→ Exercise:
Repeat every record exactly as given.

→ Data:
PR #261, opened 2023-03-15
Add all the supported Kotlin/Native targets that we can

### LINKED ISSUE #165: Add linuxArm64 target
This should be a one-line change in `core/build.gradle.kts` and `serialization/build.gradle.kts` considering kotlinx.serialization supports it. Happy to send a PR, if it'd be accepted.

dkhalanskyjb:
Only the Android NDK and the non-ILP32 WatchOS Arm64 targets are not supported, as we depend on the serialization library, which also doesn't support them.

Fixes #165

### DIFF
--- a/core/build.gradle.kts
+++ b/core/build.gradle.kts
@@ -37,24 +37,41 @@ kotlin {
     explicitApi()
 
     infra {
+        // Tiers are in accordance with <https://kotlinlang.org/docs/native-target-support.html>
+        // Tier 1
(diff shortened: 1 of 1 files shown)


dkhalanskyjb:
Looks like this only adds the `linuxArm64` target, the rest is blocked by https://github.com/Kotlin/kotlinx.serialization/pull/2216

ilya-g (approved):

PR #264, opened 2023-03-28
Fix adding small `Duration` to large `Instant` on JS and Native

### LINKED ISSUE #263: Bug in `Instant.plus(Duration)` on JS for large `Instant`s and small `Duration`s
Running this code on JS produces an unexpected result
```kt
val instant = Instant.fromEpochMilliseconds(Long.MAX_VALUE) + 999_999.nanoseconds
println(instant) // expected some positive (clamped) value, got -1000000-01-01T00:00:00Z
```
The reason for this seems to be [this line of code](https://github.com/Kotlin/kotlinx-datetime/blob/cd6dcd1abb547bc90455471e644e1e8fe2a49e5c/core/js/src/Instant.kt#L38).
1) `Instant.fromEpochMilliseconds(Long.MAX_VALUE)` gives the max instant on JS (`+1000000-12-31T23:59:59.999999999Z`)
2) [`plusFix`](https://github.com/Kotlin/kotlinx-datetime/blob/cd6dcd1abb547bc90455471e644e1e8fe2a49e5c/core/js/src/Instant.kt#LL42C18-L42C25) overflows and throws a `DateTimeException`
3) [here](https://github.com/Kotlin/kotlinx-datetime/blob/cd6dcd1abb547bc90455471e644e1e8fe2a49e5c/core/js/src/Instant.kt#L38) is the actual bug: because the added amount is smaller than one second, `seconds` is `0`, resulting in `Instant.MIN` being returned

The line should probably be something like this instead:
```kt
if (duration.isPositive()) MAX else MIN
```

Lukellmann:
When adding a positive `Duration` < 1 second to an `Instant` far in the future for which the addition implementation overflows and throws an exception, the `catch` blocks would only check if the `seconds` component of the `Duration` is `> 0`. However since the `Duration` is < 1 second, the `seconds` component is not `> 0` and `Instant.MIN` is returned instead of `Instant.MAX`.

This was fixed by replacing the check against the seconds component of the `Duration` with a check against the whole `Duration` like it was already done in the JVM implementation.

fixes #263

### DIFF
--- a/core/common/test/InstantTest.kt
+++ b/core/common/test/InstantTest.kt
@@ -609,4 +609,13 @@ class InstantRangeTest {
         (maxValidInstant + 1.nanoseconds).until(maxValidInstant, DateTimeUnit.NANOSECOND)
         maxValidInstant.until(maxValidInstant + 1.nanoseconds, DateTimeUnit.NANOSECOND)
     }
+
+    // https://github.com/Kotlin/kotlinx-datetime/issues/263
+    @Test
+    fun addSmallDurationsToLargeInstants() {
+        for (smallDuration in listOf(1.nanoseconds, 999_999.nanoseconds, 1.seconds - 1.nanoseconds)) {
+            assertEquals(expected = Instant.MAX, actual = Instant.MAX + smallDuration)
+            assertEquals(expected = Instant.MIN, actual = Instant.MIN - smallDuration)
+        }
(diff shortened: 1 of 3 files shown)


ilya-g (approved):

ilya-g:
Thanks for the fix!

→ Finished exercise:
PR #261, opened 2023-03-15
Add all the supported Kotlin/Native targets that we can

### LINKED ISSUE #165: Add linuxArm64 target
This should be a one-line change in `core/build.gradle.kts` and `serialization/build.gradle.kts` considering kotlinx.serialization supports it. Happy to send a PR, if it'd be accepted.

dkhalanskyjb:
Only the Android NDK and the non-ILP32 WatchOS Arm64 targets are not supported, as we depend on the serialization library, which also doesn't support them.

Fixes #165

### DIFF
--- a/core/build.gradle.kts
+++ b/core/build.gradle.kts
@@ -37,24 +37,41 @@ kotlin {
     explicitApi()
 
     infra {
+        // Tiers are in accordance with <https://kotlinlang.org/docs/native-target-support.html>
+        // Tier 1
(diff shortened: 1 of 1 files shown)


dkhalanskyjb:
Looks like this only adds the `linuxArm64` target, the rest is blocked by https://github.com/Kotlin/kotlinx.serialization/pull/2216

ilya-g (approved):

PR #264, opened 2023-03-28
Fix adding small `Duration` to large `Instant` on JS and Native

### LINKED ISSUE #263: Bug in `Instant.plus(Duration)` on JS for large `Instant`s and small `Duration`s
Running this code on JS produces an unexpected result
```kt
val instant = Instant.fromEpochMilliseconds(Long.MAX_VALUE) + 999_999.nanoseconds
println(instant) // expected some positive (clamped) value, got -1000000-01-01T00:00:00Z
```
The reason for this seems to be [this line of code](https://github.com/Kotlin/kotlinx-datetime/blob/cd6dcd1abb547bc90455471e644e1e8fe2a49e5c/core/js/src/Instant.kt#L38).
1) `Instant.fromEpochMilliseconds(Long.MAX_VALUE)` gives the max instant on JS (`+1000000-12-31T23:59:59.999999999Z`)
2) [`plusFix`](https://github.com/Kotlin/kotlinx-datetime/blob/cd6dcd1abb547bc90455471e644e1e8fe2a49e5c/core/js/src/Instant.kt#LL42C18-L42C25) overflows and throws a `DateTimeException`
3) [here](https://github.com/Kotlin/kotlinx-datetime/blob/cd6dcd1abb547bc90455471e644e1e8fe2a49e5c/core/js/src/Instant.kt#L38) is the actual bug: because the added amount is smaller than one second, `seconds` is `0`, resulting in `Instant.MIN` being returned

The line should probably be something like this instead:
```kt
if (duration.isPositive()) MAX else MIN
```

Lukellmann:
When adding a positive `Duration` < 1 second to an `Instant` far in the future for which the addition implementation overflows and throws an exception, the `catch` blocks would only check if the `seconds` component of the `Duration` is `> 0`. However since the `Duration` is < 1 second, the `seconds` component is not `> 0` and `Instant.MIN` is returned instead of `Instant.MAX`.

This was fixed by replacing the check against the seconds component of the `Duration` with a check against the whole `Duration` like it was already done in the JVM implementation.

fixes #263

### DIFF
--- a/core/common/test/InstantTest.kt
+++ b/core/common/test/InstantTest.kt
@@ -609,4 +609,13 @@ class InstantRangeTest {
         (maxValidInstant + 1.nanoseconds).until(maxValidInstant, DateTimeUnit.NANOSECOND)
         maxValidInstant.until(maxValidInstant + 1.nanoseconds, DateTimeUnit.NANOSECOND)
     }
+
+    // https://github.com/Kotlin/kotlinx-datetime/issues/263
+    @Test
+    fun addSmallDurationsToLargeInstants() {
+        for (smallDuration in listOf(1.nanoseconds, 999_999.nanoseconds, 1.seconds - 1.nanoseconds)) {
+            assertEquals(expected = Instant.MAX, actual = Instant.MAX + smallDuration)
+            assertEquals(expected = Instant.MIN, actual = Instant.MIN - smallDuration)
+        }
(diff shortened: 1 of 3 files shown)


ilya-g (approved):

ilya-g:
Thanks for the fix!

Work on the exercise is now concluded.